Activity. The full listing below should be printed word for word.

Given entries.
Issue #6, opened 2017-02-04
Support macro-replaced include file names


MikePopoloski:
Include file names can actually be specified as a macro that should be expanded; this is fairly straightforward but pretty annoying since a bracketed include name will show up as a whole bunch of tokens in the stream. C++ supports this as well, so we can take inspiration from GCC or Clang here.

PR #48, opened 2017-02-10
added support for macro-expanded include filenames

drsam94:
This addresses Issue #6

### DIFF
--- a/source/Preprocessor.cpp
+++ b/source/Preprocessor.cpp
@@ -183,8 +183,8 @@ Trivia Preprocessor::handleIncludeDirective(Token directive) {
             // up to the '>'' in order to get the file name
             SourceLocation rootExpansionLoc = sourceManager.getExpansionLoc(fileName.location());
             Token concatenatedFileName = fileName;
-            std::vector<Token> tokens;
-            tokens.push_back(fileName);
+            SmallVectorSized<Token, 8> tokens;
+            tokens.append(fileName);
             Token nextToken = peek();
             while (nextToken.kind != TokenKind::GreaterThan) {
                 // TODO: we should probably stop at something like a >>, >>= token,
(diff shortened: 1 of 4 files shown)


source/Preprocessor.cpp
```diff
@@ -160,13 +161,72 @@ Token Preprocessor::nextRaw(LexerMode mode) {
...
+        } else {
+            addError(DiagCode::ExpectedIncludeFileName, fileName.location());
+        }
+    }
+    Token end = parseEndOfDirective(suppressEODError);
 
     // path should be at least three chars: "a" or <a>
     StringRef path = fileName.valueText();
+
+    // An includeFileName's value
```
MikePopoloski: Not sure what this comment is saying.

Task response.
Issue #6, opened 2017-02-04
Support macro-replaced include file names


MikePopoloski:
Include file names can actually be specified as a macro that should be expanded; this is fairly straightforward but pretty annoying since a bracketed include name will show up as a whole bunch of tokens in the stream. C++ supports this as well, so we can take inspiration from GCC or Clang here.

PR #48, opened 2017-02-10
added support for macro-expanded include filenames

drsam94:
This addresses Issue #6

### DIFF
--- a/source/Preprocessor.cpp
+++ b/source/Preprocessor.cpp
@@ -183,8 +183,8 @@ Trivia Preprocessor::handleIncludeDirective(Token directive) {
             // up to the '>'' in order to get the file name
             SourceLocation rootExpansionLoc = sourceManager.getExpansionLoc(fileName.location());
             Token concatenatedFileName = fileName;
-            std::vector<Token> tokens;
-            tokens.push_back(fileName);
+            SmallVectorSized<Token, 8> tokens;
+            tokens.append(fileName);
             Token nextToken = peek();
             while (nextToken.kind != TokenKind::GreaterThan) {
                 // TODO: we should probably stop at something like a >>, >>= token,
(diff shortened: 1 of 4 files shown)


source/Preprocessor.cpp
```diff
@@ -160,13 +161,72 @@ Token Preprocessor::nextRaw(LexerMode mode) {
...
+        } else {
+            addError(DiagCode::ExpectedIncludeFileName, fileName.location());
+        }
+    }
+    Token end = parseEndOfDirective(suppressEODError);
 
     // path should be at least three chars: "a" or <a>
     StringRef path = fileName.valueText();
+
+    // An includeFileName's value
```
MikePopoloski: Not sure what this comment is saying.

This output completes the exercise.